Le décor est composé de filets d’émail blanc qui disparaissent par endroits sous l’oxydation. Huit filets d’épaisseur différente sont présents sur la partie supérieure de la panse. Quatre cordons décorent la partie centrale du pot. Entre ces 2 registres décorés de filets blancs, se trouve un épais cordon blanc en zigzag irrégulier. Cinq filets en forme d’arcade décorent la partie inférieure de la panse. Quatre filets passent sur les ergots, situés sous le verre. Ce verre appartient au type T 91 et date du Ve siècle.
Conclusion
Ainsi, peu d’objets de la période mérovingienne sont présents dans le sud-ouest de la France. Tous les types auxquels appartiennent les objets découverts dans le sud-ouest sont à rapprocher de ceux présents dans le nord et l’est de la France : similitude des formes et des couleurs. Leur présence dans le sud-ouest de la France montre une diffusion lointaine de ce type de verres et assure une continuité géographique avec les régions du nord et de l’est.

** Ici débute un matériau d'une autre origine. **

PR #263, opened 2024-06-14
[Host.Outbox] Ensure SQL tables are provisioned and baseline test

zarusz:
- Ensure SQL tables are provisioned before the first publish (and without having to start consumers).
- Send Created bus lifecycle event to be able to hook into Master bus creation
- Add baseline performance test for Outbox.

The test (`OutboxBenchmarkTests`) would be run locally against the same machine (GitHub Actions agent). It collects the times it took to produce and then consumes N messages. We can use the times to compare if the new enhancements are better.  In the future more types of use cases could be added to baseline the Outbox from different angles.

For example, a run from my local machine to the Azure Service Bus + Azure SQL instance, for 1000 messages:

With Outbox:
```
[12:59:34 INF] SlimMessageBus.Host.Outbox.DbContext.Test.OutboxBenchmarkTests Message Publish took: "00:00:18.2214666"
[12:59:34 INF] SlimMessageBus.Host.Outbox.DbContext.Test.OutboxBenchmarkTests Message Consume took: "00:01:42.5709066"
```

Without Outbox:
```
[12:57:33 INF] SlimMessageBus.Host.Outbox.DbContext.Test.OutboxBenchmarkTests Message Publish took: "00:00:02.2195892"
[12:57:33 INF] SlimMessageBus.Host.Outbox.DbContext.Test.OutboxBenchmarkTests Message Consume took: "00:00:06.5525862"
```

### DIFF
--- a/infrastructure.ps1
+++ b/infrastructure.ps1
@@ -1,0 +1,1 @@
+docker compose -f src/Infrastructure/docker-compose.yml up --force-recreate -V
--- a/src/Host.Plugin.Properties.xml
+++ b/src/Host.Plugin.Properties.xml
@@ -4,7 +4,7 @@
 	<Import Project="Common.NuGet.Properties.xml" />
 
 	<PropertyGroup>
-    <Version>2.3.5</Version>
+    <Version>2.4.0-rc1</Version>
   </PropertyGroup>
 
 </Project>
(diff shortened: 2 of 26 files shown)


zarusz:
@EtherZa I have fine-tuned the ASB settings and made the test run with outbox vs without outbox to understand the relative overhead. See the new measurements above.

PR #265, opened 2024-06-16
#263 outbox benchmark tweaks

EtherZa:
@zarusz I picked up a few issues when running the benchmarks, so threw together a couple fixes

* `OutboxSendingTask.OnBusLifecycle()` can return a null value - exception thrown in `MessageBusBase.OnBusLifecycle()`
* `OutboxBenchmarkTests.SetupServices()` - `mbb.AutoStartConsumersEnabled(false);` only propagates if is set before adding a child bus. Child bus was immediately active causing some messages to be consumed before the consumption timer was started.
* `BaseIntegrationTest.EnsureConsumersStarted()` just watched for a consumer to start, but didn't start one. 
* Refactored `OutboxSendingTask` so that `SendMessage()` can be called directly (`internal` modifier). Publishing time can now be isolated from consumption time. Same logic, but shifted the primary loop from `Run()` to `SendMessages()`.
* Drop the db and recreate it instead of a clean up - less "error" prone while debugging migration scripts (may change with every test run)
* Outbox migration is also manually run after rebuilding db as I picked up that the test publishes messages before the migration has finished running

I have picked up a few logical errors in #260 which is the reason for the delay.


src/Tests/SlimMessageBus.Host.Outbox.DbContext.Test/OutboxBenchmarkTests.cs
```diff
@@ -118,6 +130,24 @@ await using (unitOfWorkScope as IAsyncDisposable)
...
+        // publish messages
+        var outboxPublishTimerElapsed = TimeSpan.Zero;
+        if (_useOutbox)
+        {
+            var outboxSendingTask = ServiceProvider.GetRequiredService<OutboxSendingTask>();
+            var outputRepository = ServiceProvider.GetRequiredService<IOutboxRepository>();
+
+            var outboxTimer = Stopwatch.StartNew();
+            var publishCount = await outboxSendingTask.SendMessages(ServiceProvider, outputRepository, CancellationToken.None).ConfigureAwait(false);
+            outboxTimer.Stop();
```
zarusz, line 142: I don't think you need to stop it? The next line will already read the Elapsed. One line less to worry :)

src/Tests/SlimMessageBus.Host.Outbox.DbContext.Test/OutboxBenchmarkTests.cs
```diff
@@ -126,12 +156,12 @@ await using (unitOfWorkScope as IAsyncDisposable)
         await store.WaitUntilArriving(newMessagesTimeout: 5, expectedCount: events.Count);
 
         // assert
-
         var consumeTimerElapsed = consumptionTimer.Elapsed;
 
         // Log the measured times
-        Logger.LogInformation("Message Publish took: {Elapsed}", publishTimerElapsed);
-        Logger.LogInformation("Message Consume took: {Elapsed}", consumeTimerElapsed);
+        Logger.LogInformation("Message Publish took       : {Elapsed}", publishTimerElapsed);
```
zarusz, line 162: Just a note. I was thinking that in the future we could also collect the measurements into a txt file. The file could then be part of the build output artifact - so quickly compare various implementations (and assess if its better).

src/SlimMessageBus.Host.Outbox/SlimMessageBus.Host.Outbox.csproj
```diff
@@ -1,20 +1,26 @@
 <Project Sdk="Microsoft.NET.Sdk">
 
-  <Import Project="../Host.Plugin.Properties.xml" />
+	<Import Project="../Host.Plugin.Properties.xml" />
```
zarusz, line 3: Just a note. In the future might be good to tweak the `.editorconfig` to standardize tab width.

zarusz:
@EtherZa  looks good to me. Let me know once you've done with the changes and resolved the comments.

I've re-run the tests, there seems to be some transient connection to Azure SQL.

zarusz:
I believe is a clash between the two Outbox tests and PRs that apply different sets of migrations. Perhaps the delete from the migrations table does not serve well.

I dropped the two tables from the Azure SQL instance to let them be recreated and migration table re-populated.

```sql
DROP TABLE [dbo].[__EFMigrationsHistory]
DROP TABLE [dbo].[IntTest_Customer]
```

The last error from the integration tests:

```
[xUnit.net 00:01:38.65]         [17:50:44 ERR] Microsoft.EntityFrameworkCore.Database.Command Failed executing DbCommand (161ms) [Parameters=[], CommandType='"Text"', CommandTimeout='30']
[xUnit.net 00:01:38.65]         ALTER TABLE [IntTest_Customer] ADD [UniqueId] nvarchar(max) NULL;
  Failed SlimMessageBus.Host.Outbox.DbContext.Test.OutboxTests.Given_CommandHandlerInTransaction_When_ExceptionThrownDuringHandlingRaisedAtTheEnd_Then_TransactionIsRolledBack_And_NoDataSaved_And_NoEventRaised(transactionType: SqlTransaction, busType: AzureSB, messageCount: 100) [17 s]
  Error Message:
   Microsoft.Data.SqlClient.SqlException : Column names in each table must be unique. Column name 'UniqueId' in table 'IntTest_Customer' is specified more than once.
```

src/Tests/SlimMessageBus.Host.Outbox.DbContext.Test/OutboxBenchmarkTests.cs
```diff
@@ -76,14 +86,16 @@ public async Task Given_EventPublisherAndConsumerUsingOutbox_When_BurstOfEventsI
         // arrange
         _useOutbox = useOutbox;
 
-        await PerformDbOperation(async context =>
+        await PerformDbOperation(async (context, outboxMigrationService) =>
         {
             // migrate db
+            await context.Database.EnsureDeletedAsync();
```
zarusz, line 92: This is causing issues with the failing int test.
This is an Azure SQL database and should not be deleted like that.

Could you not move the EraseTableIfExists above the MigrateAsync, or even crop the outbox and migrations table instead?

```
[xUnit.net 00:01:05.76]     SlimMessageBus.Host.Outbox.DbContext.Test.OutboxBenchmarkTests.Given_EventPublisherAndConsumerUsingOutbox_When_BurstOfEventsIsSent_Then_EventsAreConsumedProperly(useOutbox: False, messageCount: 1000) [FAIL]
[xUnit.net 00:01:05.77]       Microsoft.Data.SqlClient.SqlException : Database 'SlimMessageBus_Outbox' already exists. Choose a different database name.
[xUnit.net 00:01:05.77]       Stack Trace:
```

src/SlimMessageBus.Host.Outbox/SlimMessageBus.Host.Outbox.csproj
EtherZa: I have added the .csproj default (double space) to the .editorconfig

src/Tests/SlimMessageBus.Host.Outbox.DbContext.Test/OutboxBenchmarkTests.cs
EtherZa: I have replaced it with a script to delete all user defined objects in the db instead.

EtherZa:
@zarusz One other enhancement that you may want to consider is to use a unique topic with `AutoDeleteOnIdle` for each test execution to ensure that no messages remain the subscription from a previous failed test run.

ie. something like
```

            mbb.AddChildBus("ExternalBus", mbb =>
            {
                var topic = $"tests.outbox-benchmark/customer-events/{Guid.NewGuid():N}";
                mbb
                    .WithProviderServiceBus(cfg =>
                    {
                        cfg.ConnectionString = Secrets.Service.PopulateSecrets(configuration["Azure:ServiceBus"]);
                        cfg.PrefetchCount = 100; // fetch 100 messages at a time
                        cfg.TopologyProvisioning.CreateTopicOptions = opt => opt.AutoDeleteOnIdle = TimeSpan.FromMinutes(5);
                    })
```

I did not make the change now as it will require manually deleting the existing topic before it can be used as a root for this pattern.

src/Tests/SlimMessageBus.Host.Outbox.DbContext.Test/DatabaseFacadeExtensions.cs
```diff
@@ -0,0 +1,217 @@
+﻿namespace SlimMessageBus.Host.Outbox.DbContext.Test;
+
+using Microsoft.Data.SqlClient;
+using Microsoft.EntityFrameworkCore;
+using Microsoft.EntityFrameworkCore.Infrastructure;
+
+public static class DatabaseFacadeExtensions
+{
+    public static async Task EnsureDatabaseIsEmptyAsync(this DatabaseFacade database, string schema = "dbo", CancellationToken cancellationToken = default)
```
zarusz, line 9: I'd rather drop whole tables *selectively* before the test rather than scan the whole DB and remove all objects. This might touch some Azure SQL objects but my main point is that it worsens the test isolation (we might bring back concurrent test loads at some point or for selected areas).

zarusz: Also, ping me via email (on my GitHub profile page) - want to share something with you to help with debugging.

EtherZa: > I'd rather drop whole tables selectively before the test rather than scan the whole DB and remove all objects. This might touch some Azure SQL objects but my main point is that it worsens the test isolation (we might bring back concurrent test loads at some point or for selected areas).

Yeah, it took a little longer than I would have liked to admit to realise that the db was shared and tests were using it concurrently. I pivoted to schema deployments instead - one schema per class that can be dropped/recreated on a test run. It would allow for full spin up without the risk of doing something unintended.

I would require `MigrateAsync()` to be dropped in favour of `EnsureCreatedAsync()` - no `__EFMigrationsHistory` table and no migrations in integration tests but a clean, isolated setup per execution. It would be opt in as well, so any ordered tests could still do what they would need to do.

How do you feel about this approach?

zarusz: You can give it a try.

I've tried to isolate the SMB outbox table and outbox migration table by simply assigning a name tied with the OutboxBenchmarkTests (added a prefix). The same could be done with EF migrations table too:
https://learn.microsoft.com/en-us/ef/core/managing-schemas/migrations/history-table
I did not do it at the time but likely that could have done the trick and given us the sufficient isolation we wanted.

EtherZa: Okay. So that was an exercise in pure frustration :/

The short answer is that the `Outbox` models can live safely in different schemas per test and the schemas can be easily refreshed/isolated per test run. EF Core however, is a different story. 

EF simply does not support [multi-tenancy by schema](https://learn.microsoft.com/en-us/ef/core/miscellaneous/multitenancy#multiple-schemas). Further to this, modifying the table name/schema is problematic as the last value will be retained for all future model interactions (updated singleton). This limitation leaves safe concurrency of tests using the same model and database instance unfeasible.

EtherZa:
This is the best I can come up with for a single db implementation.

Use the same schema for both EF and outbox migrations; dropping it on every test. Any test that uses the same db context/schema will need to run in series unfortunately.

On the upside, it will create a completely clean copy of the db for every test run, as well as clean instance of the service bus (with a 5 min auto delete). Repeatable and isolated from other tests while using a single SQL database instance.

If you would like to go the full concurrency/parallel execution route, it might be worth looking at [test containers](https://testcontainers.com/). ASB/AEH can use different topics to achieve the same thing without containers being available.

src/Tests/SlimMessageBus.Host.Outbox.DbContext.Test/DatabaseFacadeExtensions.cs
```diff
@@ -0,0 +1,252 @@
...
+            await database.EnsureSchemaIsEmptyAsync(schema, cancellationToken);
+            await database.ExecuteSqlRawAsync(sql, [schema], cancellationToken);
+        }
+        catch (SqlException ex) when (ex.Number == 4060)
+        {
+            // db does not exist
+        }
+    }
+
+    public static async Task EnsureSchemaIsEmptyAsync(this DatabaseFacade database, string schema, CancellationToken cancellationToken = default)
```
zarusz, line 42: This method seems unused now, if so please remove it.

zarusz:
@EtherZa Well done with the changes - it looks better & clean!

Un exemplaire de verre mérovingien se trouve au musée du Louvre
Référence article
Hébrard-Salivas C., Verres de l'époque mérovingienne dans le sud-ouest de la France, AFAV, 2013, p. 83-86.
Photos de Catherine Hébrard-Salivas (copyright)
Bibliographie indicative
Cadis, Marquette 1935-1951
Cadis (l.), Marquette (B.) : « La nécropole mérovingienne de la place Saint-Martin », rapport de fouilles, 33/04/11, SRA Aquitaine, 1935-1951.
Cartron, Castex 2006
Cartron (I.), Castex (D.) : « L’occupation d’un ancien îlot de l’estuaire de la Gironde : du temple antique à la Chapelle Saint-Siméon (Jau-Dignac-et-Loirac) », Aquitania, XXII, 2006, p.253-282.
Coureau 1876
Coureau (A.) : « Cimetière mérovingien à Argenton », Société Archéologique de Bordeaux, 1876, p.155-156.
Feyeux 2003
Feyeux (J.-Y.) : Le verre mérovingien du quart nord-est de la France, Paris, 1995.
Foy, Hochuli-Gysel 1995
Foy (D.), Hochuli-Gysel (A.) : « Le verre en Aquitaine du IVe au IXe siècle, Un Etat de la question », Le verre de l’Antiquité tardive et du haut Moyen Age, Typologie, chronologie, diffusion, Guiry-en-Vexin, 1995, p. 151-176.
Galy 1841
Galy (E.) : Catalogue du Musée archéologique du département de la Dordogne, Périgueux, 1841.
Perin 1995
Perin (P.) : « La datation des verres mérovingiens du Nord de la Gaule », Le verre de l’Antiquité tardive et du haut Moyen Age, Typologie, chronologie, diffusion, Guiry-en-Vexin, 1995, p.139-149.
Saint-Laurent-des-Bâtons 1979
Saint-Laurent-des-Bâtons : Gallia, tome 37, fascicule 2, 1979, p. 504-505.